Imaging a Mouse Brain

For over a century, scientists have used mice as a research organism to help understand fundamental aspects of mammalian development, biology, and disease. While the range of research organisms has expanded in recent years, mice are still an extremely popular subject for scientists around the world. The animals share about 80% of human genes, have short life spans, and do well in captivity.

This video, captured in the MBL’s Imaging Innovation Lab by Stephanie Rudolph of the Albert Einstein College of Medicine, shows a 3D reconstruction of a cleared mouse cerebellum labeled for Purkinje neurons. The sample was imaged using a custom-built stage scanning line confocal microscope with a 25x/0.75 NA objective lens. Researchers like Rudolph are interested in using advanced imaging to measure neuronal morphology in the context of an intact brain, which requires high-resolution imaging over a large area.

Expanding the Range of Research Organisms

Scientists make use of many different organisms to address both fundamental questions in biology and development treatments for human disease. Examples of organisms used by biologists range from single-celled organisms, such as bacteria, to more complex ones, including mice. In recent years, scientists have come to rely heavily on a few “model” organisms that have well-developed tools and communities. The MBL is committed to expanding the range of organisms that can be used in this way, and in creating the next generation of genetically tractable aquatic research organisms to understand the fundamental aspects of biology common to all life, including humans.
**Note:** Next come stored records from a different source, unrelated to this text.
PR #3719, opened 2017-10-19
Removed "SNAPSHOT" from the gatk jar in the docker images

### LINKED ISSUE #3700: Docker build script should set -Drelease=true when building to prevent SNAPSHOT from appearing in the GATK version number

jamesemery:
This will not affect our nightly build naming patterns as that is generated manually by the script.

Fixes #3700

### DIFF
--- a/Dockerfile
+++ b/Dockerfile
@@ -1,10 +1,11 @@
 # Using OpenJDK 8
 FROM broadinstitute/gatk:gatkbase-1.2.1
+ARG DRELEASE
 
 ADD . /gatk
 
 WORKDIR /gatk
-RUN /gatk/gradlew clean compileTestJava installAll localJar
+RUN /gatk/gradlew clean compileTestJava installAll localJar -Drelease=$DRELEASE
 
 WORKDIR /root
 
--- a/build_docker.sh
+++ b/build_docker.sh
@@ -123,9 +123,7 @@ if [ -z "${IS_NOT_RUN_UNIT_TESTS}" ] ; then
 	fi
 
 	git lfs pull
-    chmod a+w ${STAGING_ABSOLUTE_PATH}/build/reports/tests
     chmod -R a+w ${STAGING_ABSOLUTE_PATH}/src/test/resources
-    chmod a+w ${STAGING_ABSOLUTE_PATH}/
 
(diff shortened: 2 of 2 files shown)


jamesemery:
I have tested the output by running building the docker on my machine, here is the command line output demonstrating that it works: 
```
12:31:13 emeryj@wma77-b9c:~/hellbender/gatk $ docker run -it 2d5bf2e7022f
root@98ca222ca7ae:/gatk# ls build/libs/
gatk-4.beta.6-6-g92fc3a2.jar                gatk-spark.jar                              hellbender.jar
gatk-package-4.beta.6-6-g92fc3a2-local.jar  gatk.jar                                    
gatk-package-4.beta.6-6-g92fc3a2-spark.jar  hellbender-spark.jar                        
root@98ca222ca7ae:/gatk# exit          
exit
12:31:43 emeryj@wma77-b9c:~/hellbender/gatk $ docker run -it ef280f7ce04f
root@d0413e8512b4:/gatk# ls build/libs/
gatk-4.beta.6-SNAPSHOT.jar                gatk-spark.jar                            hellbender.jar
gatk-package-4.beta.6-SNAPSHOT-local.jar  gatk.jar                                  
gatk-package-4.beta.6-SNAPSHOT-spark.jar  hellbender-spark.jar      
```

Dockerfile
```diff
@@ -4,7 +4,7 @@ FROM broadinstitute/gatk:gatkbase-1.2
 ADD . /gatk
 
 WORKDIR /gatk
-RUN /gatk/gradlew clean compileTestJava installAll localJar
+RUN /gatk/gradlew clean compileTestJava installAll localJar -Drelease=true
```
droazen: Can you check whether the `build_docker.sh` script uses this `Dockerfile`? If not, you'll need to modify that as well.

jamesemery: I have tested using the build_docker.sh. It does indeed use this `Dockerfile` as that is how I generated the above command line output.

droazen: In that case, go ahead and merge when ready

droazen:
Ooh, actually, on second thought hold off on the merge @jamesemery. I think we might want to only want to run with `-Drelease=true` when publishing a docker image as part of an official GATK release. We might need to tie it to one or more of the arguments to the `build_docker.sh` script.

jamesemery:
@droazen I have updated it to use a parameter so it will only exclude the SNAPSHOT tag if it is set to push to dockerhub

Learn more about the New Research Organism Initiative at the MBL.

About the Microscope

The stage-scanning line confocal was developed at the MBL. It is a novel microscope that is able to capture large fields of view at high resolution much faster than conventional, point-scanning confocal systems. It is also much "gentler" than a conventional confocal, meaning that the light that it uses to excite fluorescence in the specimen is less intense and thus less likely to cause photobleaching, or photodamage to live samples.

The stage-scanning line confocal possesses two identical light paths that make it compatible with a wide range of specimen types and enables simultaneous dual-view acquisition. It is ideally suited to image specimens that require the high magnification and resolution of confocal microscopy, but which are prohibitively large or sensitive for conventional point-scanning systems.